HOW TO COMPLETE THIS TASK:
Write the records out again in full, word for word.

DATA FOR THIS EXERCISE:
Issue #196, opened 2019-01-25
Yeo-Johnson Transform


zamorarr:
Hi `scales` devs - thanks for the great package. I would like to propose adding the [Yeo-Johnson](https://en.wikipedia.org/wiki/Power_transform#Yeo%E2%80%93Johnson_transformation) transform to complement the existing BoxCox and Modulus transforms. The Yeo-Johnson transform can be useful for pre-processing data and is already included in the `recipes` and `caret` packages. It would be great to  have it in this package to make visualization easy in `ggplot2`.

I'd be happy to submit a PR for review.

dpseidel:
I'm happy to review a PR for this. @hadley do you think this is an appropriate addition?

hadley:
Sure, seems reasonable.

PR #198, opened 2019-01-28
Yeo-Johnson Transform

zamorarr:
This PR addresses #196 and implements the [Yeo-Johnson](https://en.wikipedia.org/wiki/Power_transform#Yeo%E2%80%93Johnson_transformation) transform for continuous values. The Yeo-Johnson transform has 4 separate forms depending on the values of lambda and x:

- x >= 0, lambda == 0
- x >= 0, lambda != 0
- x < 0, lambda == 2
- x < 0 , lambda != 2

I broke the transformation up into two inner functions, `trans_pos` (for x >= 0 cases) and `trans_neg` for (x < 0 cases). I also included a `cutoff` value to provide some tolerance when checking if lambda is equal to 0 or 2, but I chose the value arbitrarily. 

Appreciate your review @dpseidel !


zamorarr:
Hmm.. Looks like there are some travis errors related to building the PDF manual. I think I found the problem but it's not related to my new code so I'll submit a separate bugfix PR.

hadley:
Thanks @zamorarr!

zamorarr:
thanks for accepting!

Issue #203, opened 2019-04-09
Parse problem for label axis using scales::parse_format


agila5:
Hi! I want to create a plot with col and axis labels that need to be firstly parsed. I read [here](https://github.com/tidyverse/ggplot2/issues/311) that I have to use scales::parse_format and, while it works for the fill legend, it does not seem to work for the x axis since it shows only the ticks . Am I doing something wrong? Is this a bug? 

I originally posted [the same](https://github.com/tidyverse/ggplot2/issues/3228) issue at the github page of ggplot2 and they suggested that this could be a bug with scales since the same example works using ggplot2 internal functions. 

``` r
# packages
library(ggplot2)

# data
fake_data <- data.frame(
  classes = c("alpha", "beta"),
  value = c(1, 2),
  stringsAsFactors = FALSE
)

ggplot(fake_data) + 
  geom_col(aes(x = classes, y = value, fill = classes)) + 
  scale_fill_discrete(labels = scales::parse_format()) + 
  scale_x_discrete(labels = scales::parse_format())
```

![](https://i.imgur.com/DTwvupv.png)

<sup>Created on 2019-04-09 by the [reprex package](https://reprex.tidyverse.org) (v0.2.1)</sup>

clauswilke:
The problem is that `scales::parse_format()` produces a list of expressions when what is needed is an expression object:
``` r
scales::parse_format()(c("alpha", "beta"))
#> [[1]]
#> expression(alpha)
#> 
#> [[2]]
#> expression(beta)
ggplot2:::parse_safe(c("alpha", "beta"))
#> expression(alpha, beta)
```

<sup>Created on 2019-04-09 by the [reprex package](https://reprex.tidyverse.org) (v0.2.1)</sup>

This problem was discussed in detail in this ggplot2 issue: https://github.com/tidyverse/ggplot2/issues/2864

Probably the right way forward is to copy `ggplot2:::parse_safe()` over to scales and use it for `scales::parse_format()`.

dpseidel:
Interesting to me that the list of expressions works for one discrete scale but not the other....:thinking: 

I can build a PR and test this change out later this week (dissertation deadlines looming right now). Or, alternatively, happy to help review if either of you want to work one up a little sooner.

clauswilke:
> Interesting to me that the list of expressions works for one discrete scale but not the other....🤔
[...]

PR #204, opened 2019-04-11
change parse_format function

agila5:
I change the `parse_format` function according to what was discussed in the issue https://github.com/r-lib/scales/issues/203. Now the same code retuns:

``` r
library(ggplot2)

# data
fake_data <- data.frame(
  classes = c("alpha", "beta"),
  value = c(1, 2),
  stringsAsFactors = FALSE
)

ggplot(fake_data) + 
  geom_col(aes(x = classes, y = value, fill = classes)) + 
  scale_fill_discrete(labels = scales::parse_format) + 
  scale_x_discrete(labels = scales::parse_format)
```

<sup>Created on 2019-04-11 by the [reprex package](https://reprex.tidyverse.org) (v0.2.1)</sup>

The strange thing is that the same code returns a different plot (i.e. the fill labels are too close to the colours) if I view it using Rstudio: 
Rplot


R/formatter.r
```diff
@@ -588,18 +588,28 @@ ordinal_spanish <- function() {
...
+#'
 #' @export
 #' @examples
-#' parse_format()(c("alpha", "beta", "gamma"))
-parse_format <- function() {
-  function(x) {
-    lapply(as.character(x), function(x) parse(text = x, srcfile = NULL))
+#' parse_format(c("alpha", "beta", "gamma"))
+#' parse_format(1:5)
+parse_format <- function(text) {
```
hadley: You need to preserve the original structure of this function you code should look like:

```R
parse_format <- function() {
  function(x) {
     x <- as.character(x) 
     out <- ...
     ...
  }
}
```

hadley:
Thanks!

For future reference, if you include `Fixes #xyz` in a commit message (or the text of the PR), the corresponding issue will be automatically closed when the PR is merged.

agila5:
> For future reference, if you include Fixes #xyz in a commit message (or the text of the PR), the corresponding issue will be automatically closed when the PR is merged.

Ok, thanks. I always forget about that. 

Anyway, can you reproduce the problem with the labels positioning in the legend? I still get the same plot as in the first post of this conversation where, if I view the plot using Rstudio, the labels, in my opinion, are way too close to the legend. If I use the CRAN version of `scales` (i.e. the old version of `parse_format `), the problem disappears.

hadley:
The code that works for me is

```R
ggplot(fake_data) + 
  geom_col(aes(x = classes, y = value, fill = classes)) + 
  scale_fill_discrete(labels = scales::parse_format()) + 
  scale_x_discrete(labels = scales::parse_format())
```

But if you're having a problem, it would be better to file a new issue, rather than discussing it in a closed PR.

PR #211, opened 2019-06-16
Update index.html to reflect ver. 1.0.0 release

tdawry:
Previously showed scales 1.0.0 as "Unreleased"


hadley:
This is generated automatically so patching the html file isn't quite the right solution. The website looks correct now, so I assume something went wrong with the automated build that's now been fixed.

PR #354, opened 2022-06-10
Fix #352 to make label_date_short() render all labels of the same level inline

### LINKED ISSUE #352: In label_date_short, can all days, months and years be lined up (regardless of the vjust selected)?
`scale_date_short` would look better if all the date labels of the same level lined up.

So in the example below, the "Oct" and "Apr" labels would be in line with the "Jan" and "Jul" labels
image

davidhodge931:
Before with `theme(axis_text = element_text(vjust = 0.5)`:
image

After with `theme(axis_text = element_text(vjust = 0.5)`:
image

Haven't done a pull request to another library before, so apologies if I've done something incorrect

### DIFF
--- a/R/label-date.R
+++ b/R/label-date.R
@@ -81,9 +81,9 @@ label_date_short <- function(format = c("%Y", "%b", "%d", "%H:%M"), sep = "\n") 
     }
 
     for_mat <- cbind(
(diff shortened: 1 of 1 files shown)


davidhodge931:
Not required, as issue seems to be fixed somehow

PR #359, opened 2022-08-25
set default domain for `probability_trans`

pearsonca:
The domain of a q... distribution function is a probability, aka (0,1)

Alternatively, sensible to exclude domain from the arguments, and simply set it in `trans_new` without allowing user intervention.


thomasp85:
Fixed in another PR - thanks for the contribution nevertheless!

TASK ANSWER:
Issue #196, opened 2019-01-25
Yeo-Johnson Transform


zamorarr:
Hi `scales` devs - thanks for the great package. I would like to propose adding the [Yeo-Johnson](https://en.wikipedia.org/wiki/Power_transform#Yeo%E2%80%93Johnson_transformation) transform to complement the existing BoxCox and Modulus transforms. The Yeo-Johnson transform can be useful for pre-processing data and is already included in the `recipes` and `caret` packages. It would be great to  have it in this package to make visualization easy in `ggplot2`.

I'd be happy to submit a PR for review.

dpseidel:
I'm happy to review a PR for this. @hadley do you think this is an appropriate addition?

hadley:
Sure, seems reasonable.

PR #198, opened 2019-01-28
Yeo-Johnson Transform

zamorarr:
This PR addresses #196 and implements the [Yeo-Johnson](https://en.wikipedia.org/wiki/Power_transform#Yeo%E2%80%93Johnson_transformation) transform for continuous values. The Yeo-Johnson transform has 4 separate forms depending on the values of lambda and x:

- x >= 0, lambda == 0
- x >= 0, lambda != 0
- x < 0, lambda == 2
- x < 0 , lambda != 2

I broke the transformation up into two inner functions, `trans_pos` (for x >= 0 cases) and `trans_neg` for (x < 0 cases). I also included a `cutoff` value to provide some tolerance when checking if lambda is equal to 0 or 2, but I chose the value arbitrarily. 

Appreciate your review @dpseidel !


zamorarr:
Hmm.. Looks like there are some travis errors related to building the PDF manual. I think I found the problem but it's not related to my new code so I'll submit a separate bugfix PR.

hadley:
Thanks @zamorarr!

zamorarr:
thanks for accepting!

Issue #203, opened 2019-04-09
Parse problem for label axis using scales::parse_format


agila5:
Hi! I want to create a plot with col and axis labels that need to be firstly parsed. I read [here](https://github.com/tidyverse/ggplot2/issues/311) that I have to use scales::parse_format and, while it works for the fill legend, it does not seem to work for the x axis since it shows only the ticks . Am I doing something wrong? Is this a bug? 

I originally posted [the same](https://github.com/tidyverse/ggplot2/issues/3228) issue at the github page of ggplot2 and they suggested that this could be a bug with scales since the same example works using ggplot2 internal functions. 

``` r
# packages
library(ggplot2)

# data
fake_data <- data.frame(
  classes = c("alpha", "beta"),
  value = c(1, 2),
  stringsAsFactors = FALSE
)

ggplot(fake_data) + 
  geom_col(aes(x = classes, y = value, fill = classes)) + 
  scale_fill_discrete(labels = scales::parse_format()) + 
  scale_x_discrete(labels = scales::parse_format())
```

![](https://i.imgur.com/DTwvupv.png)

<sup>Created on 2019-04-09 by the [reprex package](https://reprex.tidyverse.org) (v0.2.1)</sup>

clauswilke:
The problem is that `scales::parse_format()` produces a list of expressions when what is needed is an expression object:
``` r
scales::parse_format()(c("alpha", "beta"))
#> [[1]]
#> expression(alpha)
#> 
#> [[2]]
#> expression(beta)
ggplot2:::parse_safe(c("alpha", "beta"))
#> expression(alpha, beta)
```

<sup>Created on 2019-04-09 by the [reprex package](https://reprex.tidyverse.org) (v0.2.1)</sup>

This problem was discussed in detail in this ggplot2 issue: https://github.com/tidyverse/ggplot2/issues/2864

Probably the right way forward is to copy `ggplot2:::parse_safe()` over to scales and use it for `scales::parse_format()`.

dpseidel:
Interesting to me that the list of expressions works for one discrete scale but not the other....:thinking: 

I can build a PR and test this change out later this week (dissertation deadlines looming right now). Or, alternatively, happy to help review if either of you want to work one up a little sooner.

clauswilke:
> Interesting to me that the list of expressions works for one discrete scale but not the other....🤔
[...]

PR #204, opened 2019-04-11
change parse_format function

agila5:
I change the `parse_format` function according to what was discussed in the issue https://github.com/r-lib/scales/issues/203. Now the same code retuns:

``` r
library(ggplot2)

# data
fake_data <- data.frame(
  classes = c("alpha", "beta"),
  value = c(1, 2),
  stringsAsFactors = FALSE
)

ggplot(fake_data) + 
  geom_col(aes(x = classes, y = value, fill = classes)) + 
  scale_fill_discrete(labels = scales::parse_format) + 
  scale_x_discrete(labels = scales::parse_format)
```

<sup>Created on 2019-04-11 by the [reprex package](https://reprex.tidyverse.org) (v0.2.1)</sup>

The strange thing is that the same code returns a different plot (i.e. the fill labels are too close to the colours) if I view it using Rstudio: 
Rplot


R/formatter.r
```diff
@@ -588,18 +588,28 @@ ordinal_spanish <- function() {
...
+#'
 #' @export
 #' @examples
-#' parse_format()(c("alpha", "beta", "gamma"))
-parse_format <- function() {
-  function(x) {
-    lapply(as.character(x), function(x) parse(text = x, srcfile = NULL))
+#' parse_format(c("alpha", "beta", "gamma"))
+#' parse_format(1:5)
+parse_format <- function(text) {
```
hadley: You need to preserve the original structure of this function you code should look like:

```R
parse_format <- function() {
  function(x) {
     x <- as.character(x) 
     out <- ...
     ...
  }
}
```

hadley:
Thanks!

For future reference, if you include `Fixes #xyz` in a commit message (or the text of the PR), the corresponding issue will be automatically closed when the PR is merged.

agila5:
> For future reference, if you include Fixes #xyz in a commit message (or the text of the PR), the corresponding issue will be automatically closed when the PR is merged.

Ok, thanks. I always forget about that. 

Anyway, can you reproduce the problem with the labels positioning in the legend? I still get the same plot as in the first post of this conversation where, if I view the plot using Rstudio, the labels, in my opinion, are way too close to the legend. If I use the CRAN version of `scales` (i.e. the old version of `parse_format `), the problem disappears.

hadley:
The code that works for me is

```R
ggplot(fake_data) + 
  geom_col(aes(x = classes, y = value, fill = classes)) + 
  scale_fill_discrete(labels = scales::parse_format()) + 
  scale_x_discrete(labels = scales::parse_format())
```

But if you're having a problem, it would be better to file a new issue, rather than discussing it in a closed PR.

PR #211, opened 2019-06-16
Update index.html to reflect ver. 1.0.0 release

tdawry:
Previously showed scales 1.0.0 as "Unreleased"


hadley:
This is generated automatically so patching the html file isn't quite the right solution. The website looks correct now, so I assume something went wrong with the automated build that's now been fixed.

PR #354, opened 2022-06-10
Fix #352 to make label_date_short() render all labels of the same level inline

### LINKED ISSUE #352: In label_date_short, can all days, months and years be lined up (regardless of the vjust selected)?
`scale_date_short` would look better if all the date labels of the same level lined up.

So in the example below, the "Oct" and "Apr" labels would be in line with the "Jan" and "Jul" labels
image

davidhodge931:
Before with `theme(axis_text = element_text(vjust = 0.5)`:
image

After with `theme(axis_text = element_text(vjust = 0.5)`:
image

Haven't done a pull request to another library before, so apologies if I've done something incorrect

### DIFF
--- a/R/label-date.R
+++ b/R/label-date.R
@@ -81,9 +81,9 @@ label_date_short <- function(format = c("%Y", "%b", "%d", "%H:%M"), sep = "\n") 
     }
 
     for_mat <- cbind(
(diff shortened: 1 of 1 files shown)


davidhodge931:
Not required, as issue seems to be fixed somehow

PR #359, opened 2022-08-25
set default domain for `probability_trans`

pearsonca:
The domain of a q... distribution function is a probability, aka (0,1)

Alternatively, sensible to exclude domain from the arguments, and simply set it in `trans_new` without allowing user intervention.


thomasp85:
Fixed in another PR - thanks for the contribution nevertheless!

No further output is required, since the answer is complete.